Son zamanlarda yapılan bir analize göre, Birleşik Krallık’taki erkek ve kadınların ölme olasılığı beklenenden daha fazla, bu da emeklilik planlarının gelecekte uygulanabilirliği üzerinde önemli bir etkiye sahip olabilir. 50 ila 95 yaşları arasındaki ölüm oranlarını inceleyen Bayes Business School araştırması, Birleşik Krallık’ta hem erkekler hem de kadınlar için kasvetli bir tablo sunuyor.
1960 ile 2010 arasındaki ölüm oranlarının kalıpları, 50 yıllık bir süre boyunca 21 yüksek gelirli ülkenin analizinde incelendi ve ardından, 2010’dan sonra meydana gelenlerin tahmin edilen eğilimlerle eşleşip eşleşmediği araştırıldı.
Veriler, 2011’den bu yana ölüm olasılığı ve ortalama yaşam süresinde onlarca yıllık iyileşmenin ardından, Birleşik Krallık’taki insanlar için ölme olasılıklarının önceki eğilimlere dayanan tahminlerden daha yüksek olduğunu gösteriyor.
Ek olarak, cinsiyet konusunda net bir ayrım vardır. En çok, ölüm riskindeki yıllık ortalama azalma %2,1’den (2000–2010) %0,84’e (2011–2017) düşen Birleşik Krallık’taki kadınlarda görülür. Birleşik Krallık’ta erkekler için iyileşme oranı yaklaşık 40 yılın en düşük noktasında (%1,18).

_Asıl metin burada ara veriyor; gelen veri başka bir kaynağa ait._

PR #2481, opened 2022-04-06
+ TLS key logging to enable Wireshark SSL support

kkriegkxs:
**Related issue**: https://github.com/grafana/k6/issues/2482

**Problem:**
Add SSL decryption support for CAP e.g. Wireshark in the same fashion as Chrome & Firefox do:
if env SSLKEYLOGFILE is set, output keys to it

**Implementation:**
Extend tlsConfig to add KeyLogWriter (https://pkg.go.dev/crypto/tls#Config.KeyLogWriter) if a corresponding debug flag is set

### DIFF
--- a/cmd/options.go
+++ b/cmd/options.go
@@ -99,6 +99,8 @@ func optionFlagSet() *pflag.FlagSet {
 		"Milliseconds are assumed if no unit is provided.\n"+
 		"Possible select values to return a single IP are: 'first', 'random' or 'roundRobin'.\n"+
 		"Possible policy values are: 'preferIPv4', 'preferIPv6', 'onlyIPv4', 'onlyIPv6' or 'any'.\n")
+	flags.Bool("sslkeylog", false, "If enabled, output TLS secrets to env:SSLKEYLOGFILE")
+
 	return flags
 }
 
@@ -129,6 +131,8 @@ func getOptions(flags *pflag.FlagSet) (lib.Options, error) {
 		TeardownTimeout: types.NullDuration{Duration: types.Duration(60 * time.Second), Valid: false},
 
 		MetricSamplesBufferSize: null.NewInt(1000, false),
+
+		SslKeyLog: getNullBool(flags, "sslkeylog"),
 	}
 
 	// Using Changed() because GetStringSlice() doesn't differentiate between empty and no value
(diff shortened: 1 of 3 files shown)


kkriegkxs:
Hey guys!
K6 is awesome, so I figured might as well contribute to the community. 

The logic is similar to the way the browsers handle it: is there is an env var SSLKEYLOGFILE is set, log keys using the standard go implementation in tls.Config.KeyLogWriter, however only if (new) Option SslKeyLog is set (regardless of SSLKEYLOGFILE's value)

MStoykov:
Hi thanks for the PR, but firstly there are two other PRs before that the latest of which is https://github.com/grafana/k6/pull/2210. In which you can see that the k6 team would prefer if the file is closed, which doesn't seem to be addressed here either. Which isn't surprising as that will be kind of hard currently, due to lack of signalling that k6 will be stopped instead of just a scenario ending.

Additionally you recreate tlsconfig in this one which seems unnecessary.

kkriegkxs:
@MStoykov the file handle persist for the entire duration of the connection and IMO is irrelevant from the performance hit perspective as key logging should only be enabled for debugging and hence low volume (if not single user) - while k6 team is not wrong to want it done properly, it shouldn't matter much.
I chose to recreate the object in it's entirety when flag enabled to underscore the possibility of other additional debug changes - which may be excessive but is explicit (and has no performance implications in this context). This can be simplified.

I've looked the other PRs - regardless of which is chosen, I recommend mirroring the Mozilla & Chrome implementation logic: SSLKEYLOGFILE for the file as opposed to K6 destination - it is an all around better way because sniffers like Wireshark use (by convention) a single key log file and it would be a paint to constantly reconfigure it. Consequently you only want K6 to log the keys if it has a corresponding option enabled - not always: you can and often will have a case when you want browsers to log keys but not K6 (and WARN when you do).

kkriegkxs:
Also please remember that if you want to implement large scale capture, you'd need a separate reverse proxy **cluster** (squid/nginx etc.) with request logging or something to that tune because otherwise you will negatively impact the load generator, and an extra few files handles per VU of key logging will be the least of your concerns (think of CAP inspecting the streams and then either dumping them or keeping them in mem).  
Otherwise in a low volume debug situation, the extra file handles are irrelevant and increasing the code complexity just to do it right in 0.1% out of 99.9% of the time is detrimental.  
IMO :)

MStoykov:
Thank for openning this @kkriegkxs :bow: . 

While I don't disagree completely with some of your points, we would prefer to have better solution when possible. 

I have opened https://github.com/grafana/k6/pull/2487 which seems to have fixed most of our problems with the previous implementation.
 It seems likely that it will ship in the next release :tada: , so I am closing this PR, thanks again.

kkriegkxs:
Looked at your change - good stuff! Happy this is going to be implemented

Sonuçlar, incelenen 21 ülkenin 19’unda tahmin edilenden daha kötü olan kadın ölüm oranlarında bir eğilim olduğunu ortaya koydu. Birleşik Krallık, değerlendirilen 21 ülke arasında kadınlar için en kötü 17. ve erkekler için en kötü 19. olarak derecelendirildi.
Bayes Business School’dan ortak yazar Profesör Steven Haberman, Birleşik Krallık’taki bu olumsuz eğilimlerin, Hükümetin 2008 durgunluğundan sonraki kemer sıkma politikalarının olumsuz sonuçlarına ve normalden yüksek kış ölümlerine bağlanabileceğini söylüyor.

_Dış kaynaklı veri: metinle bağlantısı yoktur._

PR #2484, opened 2022-04-07
lib/netext/grpcext: Split the gRPC module

### LINKED ISSUE #2315: Provide an interface to allow customized gRPC options for the gRPC client
### Feature Description

The current connect [interface](https://github.com/grafana/k6/blob/master/js/modules/k6/grpc/client.go#L217) in the gRPC client uses a pre-defined gRPC options. This limits the capability of the gRPC client in that the dial options can't be configured in a customized gRPC connectivity environment. For an environment with more complex connectivity configurations such as with gRPC look-aside loadbalancer or authentications, an interface with a customized gRPC options is needed. The users can leverage the current gRPC client by creating a k6 extension to pass in the customized gRPC options.

_No response_

_No response_

codebien:
The split of the gRPC business logic from the `js/k6/grpc` module to a `netext` package.
It enables a simpler process for extending the networking+metric features for gRPC without the k6/js dependencies.

An example of how the API of this package can be used for creating gRPC extensions: [codebien/xk6-grpc-example](https://github.com/codebien/xk6-grpc-example) 

Closes #2315


lib/netext/grpcext/conn.go
```diff
@@ -0,0 +1,305 @@
...
+
+// ReflectionClient returns a reflection client based on the current connection.
+func (c *Conn) ReflectionClient() (*ReflectionClient, error) {
+	return &ReflectionClient{Conn: c.raw}, nil
+}
+
+// Invoke executes a unary gRPC request.
+//
+// TODO: should we support grpc.CallOption?
+func (c *Conn) Invoke(ctx context.Context, method string, md metadata.MD, req Request) (*Response, error) {
```
na--, line 90: > should we support grpc.CallOption?

Yes, I think this might be a good idea, given that they are present in [`grpc.ClientConn.Invoke()`](https://pkg.go.dev/google.golang.org/grpc#ClientConn.Invoke). Can you think of a reason why we shouldn't support them now, even if we don't use them yet?

Also, do we need a `method` parameter here when we have a `MethodDescriptor` in the request?

lib/netext/grpcext/conn.go
```diff
@@ -0,0 +1,305 @@
...
+		Indent:    "  ",
+	}
+	b, err := marshaler.Marshal(msg)
+	if err != nil {
+		return ""
+	}
+	return string(b)
+}
+
+type ctxKeyTags struct{}
```
na--, line 288: you haven't deleted these from the js package, it seems: https://github.com/grafana/k6/blob/grpcext/js/modules/k6/grpc/tags.go

js/modules/k6/grpc/client.go
```diff
@@ -353,49 +253,22 @@ func (c *Client) dial(
 	reflect bool,
 	options ...grpc.DialOption,
 ) error {
```
na--, line 255: This `Client.dial()` code doesn't seem it has anything to do with JavaScript, what is the reason to not move it to `grpcext`?

codebien: It opens the connection then it routes through reflection if requested from the parameter, I think this way of connecting it's a property of the js module. :thinking:  It could be a good idea to change the name of the method that probably it's not accurate after the refactor because the real dialling part is now delegated to `grpcext`. This method instead is mostly the core part of the `Connect` method.

lib/netext/grpcext/conn.go
codebien: Unfortunately, yes. The `FullName` of the method descriptor returns the full name domain as a dot notation. Instead, Invoke wants the `package.serviceName/methodName` format. I don't know if the simple replace of the last dot with a slash could be fine. Apparently, also the [protoc generator](https://github.com/golang/protobuf/blob/5d5e8c018a13017f9d5b8bf4fad64aaa42a87308/protoc-gen-go/grpc/grpc.go#L312) generates the url instead of use+replace the method descriptor's full name.

lib/netext/grpcext/conn.go
```diff
@@ -0,0 +1,313 @@
...
+	md metadata.MD,
+	req Request,
+	opts ...grpc.CallOption) (*Response, error) {
+	if method == "" {
+		return nil, fmt.Errorf("method is required")
+	}
+	if req.MethodDescriptor == nil {
+		return nil, fmt.Errorf("request method descriptor is required")
+	}
+	if len(req.Message) == 0 {
```
olegbespalov, line 100: :thinking: should a message always be presented?

lib/netext/grpcext/conn.go
```diff
@@ -0,0 +1,313 @@
...
+
+	protov1 "github.com/golang/protobuf/proto" //nolint:staticcheck,nolintlint // this is the old v1 version
+	"google.golang.org/grpc"
+	"google.golang.org/grpc/codes"
+	"google.golang.org/grpc/metadata"
+	grpcstats "google.golang.org/grpc/stats"
+	"google.golang.org/grpc/status"
+	"google.golang.org/protobuf/encoding/protojson"
+	"google.golang.org/protobuf/encoding/prototext"
+	"google.golang.org/protobuf/proto"
```
cygnrh, line 24: Do you consider using `github.com/gogo/protobuf/proto` which has faster mashalling/unmarshalling?

lib/netext/grpcext/conn.go
```diff
@@ -0,0 +1,313 @@
...
+
+// Dial establish a gRPC connection.
+func Dial(ctx context.Context, addr string, options ...grpc.DialOption) (*Conn, error) {
+	conn, err := grpc.DialContext(ctx, addr, options...)
+	if err != nil {
+		return nil, err
+	}
+	return &Conn{
+		raw: conn,
+	}, nil
```
cygnrh, line 79: how about including options in this struct so we don't have to pass options again for Invoke?

lib/netext/grpcext/conn.go
codebien: Hi @cygnrh, thanks for your review.

Unfortunately, we would prefer to not include it, we are very meticulous in adding new dependencies to `k6`, you can read some motivations in [Dependencies.md](https://github.com/grafana/k6/blob/master/Dependencies.md).
We would prefer to fix allowing the marshaler and unmarshaler to be injected, it would allow us to remove also the tightly coupled JSON dependency. I opened an issue for it https://github.com/grafana/k6/issues/2497

If you have relevant observations for the grpc module, it would be helpful to get your feedback in a new issue or in  https://github.com/grafana/k6/issues/1846.

lib/netext/grpcext/conn.go
codebien: I think [WithDefaultCallOptions](https://pkg.go.dev/google.golang.org/grpc#WithDefaultCallOptions) covers this case. Could it work for you?

lib/netext/grpcext/conn.go
codebien: Yes, at least a `{}` must be there. The change in https://github.com/grafana/k6/pull/2484/commits/8b64a1414a1939fceef051447911c21f039831bf should make it visible. This is related to the `protojson` dependency, where a valid JSON must be used.

lib/netext/grpcext/conn.go
cygnrh: I'm a bit confused that options ...grpc.DialOption is passed in from `Dial` and `Invoke`. If options is part of the Conn struct, `Invoke` can use it as a receiver function.

codebien: Would you add a slice DialOption field?
```go
type Conn struct {
        Options []grpc.DialOption

	raw clientConnCloser
}
```
and calling the `Conn.Invoke` method, would you like to not pass the Call Options?

```go
options := []grpc.DialOption{
   .....
}
conn, err := Dial(ctx, addr, options...)
err = conn.Invoke(ctx, url, md)
```

If yes, then the issue is mainly related to the different types involved. The eventual `Conn.Options` couldn't be used on the underhood call `grpc.Invoke` because the Invoke method wants the CallOption type.

Please, correct me if I misunderstood.

js/modules/k6/grpc/client.go
olegbespalov: But it seems like the vast majority of the logic related to the reflection is still can be moved to a `grpcext`. 

I belive we can even make a private a `ReflectionClient`. What js nodule needs are the `*descriptorpb.FileDescriptorSet`, so the `grpcext.Conn` can has this method. What do your think?

olegbespalov: And by the number of the logic, the current `Client.dial` is more like `Client.reflect` than dial :sweat_smile:

lib/netext/grpcext/conn.go
MStoykov: I guess a User can just use https://pkg.go.dev/google.golang.org/grpc#WithDefaultCallOptions as well

MStoykov (approved):
LGTM and IMO we can continue iterating in the next release on any of the currently commented stuff

olegbespalov (approved):

lib/netext/grpcext/conn.go
cygnrh: I see. They are different types of options. That makes sense.

lib/netext/grpcext/conn.go
cygnrh: We haven't observed performance issue since we only did the initial test. If we do see anything as k6 gRPC being more widely adopted, I'll post in the thread https://github.com/grafana/k6/issues/1846.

Aktüerya Bilimi Profesörü olan Profesör Haberman, bulguların endişe verici bir eğilim oluşturduğuna ve devlet emeklilik yaşını 2046 yılına kadar 65’ten 68’e çıkarma önerisinin ardından önemli toplumsal etkileri olduğuna inanıyor.
“Bu ölüm oranı iyileşme oranları daha düşükse, bu, Devlet emekli maaşlarının, bireysel emekliliklerin ve yıllık emekliliklerin finanse edilmesinin daha ucuz olduğu anlamına gelir. Bu, örneğin, tanımlanmış fayda emeklilik planlarının (USS gibi) muhtemelen beklenenden daha iyi bir finansal durumda olduğu anlamına gelir.

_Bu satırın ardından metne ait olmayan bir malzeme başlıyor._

Issue #2432, opened 2022-03-10
Hooks for extensions - e.g. graceful shutdown, per VU/iteration, etc.


imiric:
### Feature Description

Currently k6 extensions are abruptly terminated in some scenarios, e.g. when pressing `^C`, as we've found out in https://github.com/grafana/xk6-browser/pull/268#discussion_r821905588. This doesn't leave any time for extensions to cleanup and do a clean shutdown, which in xk6-browser's case would involve closing the browser connection, though in general k6 should ensure that any pending event loop operations are processed as well. For example, it would be good DX to allow the Promise rejection handlers to run, but this is up for debate whether `^C` should interrupt those as well.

“Bunun sonuçları var, çünkü devlet emeklilik yaşını insanların daha uzun yaşadığı temelinde yükseltmek hükümet politikası. Ama şimdi durum böyle olmayabilir. İnsanları daha uzun süre çalıştırabilir ve ardından emekli maaşımızın tadını çıkarmak için daha kısa bir emeklilik süresiyle karşı karşıya kalabiliriz. Peki emeklilik yaşı çok mu hızlı yükseltildi? Cevap evet olabilir.”
Rapordaki diğer bulgular, Danimarka’da ölüm oranlarındaki iyileşme hızının Avrupa’nın geri kalanından önemli ölçüde önde olduğunu gösteriyor. Ek olarak, Yunanistan, İtalya ve Hollanda’daki kadınların ölüm oranlarındaki iyileşme oranları, 2010’dan sonra ortalama olarak diğer ülkelerden, örneğin Fransa, Almanya ve Birleşik Krallık’tan daha kötüydü.
Erkeklerde ölüm oranlarının en belirgin şekilde arttığı ülkeler, kadınlara göre daha dengeli bir eğilim olmasına rağmen Norveç, Danimarka, İrlanda ve Belçika’dır. Avrupa’daki en yavaş gelişmeyi gösteren İngiltere, İtalya ve Almanya’daki erkekler için tablo farklı.
Referans: Viani B. Djeundje, Steven Haberman, Madhavi Bajekal ve Joseph Lu, 2 Temmuz 2022, “Mortalite iyileştirme oranlarındaki yavaşlama 2011–2017: çok ülkeli bir analiz”, Avrupa Aktüerya Dergisi.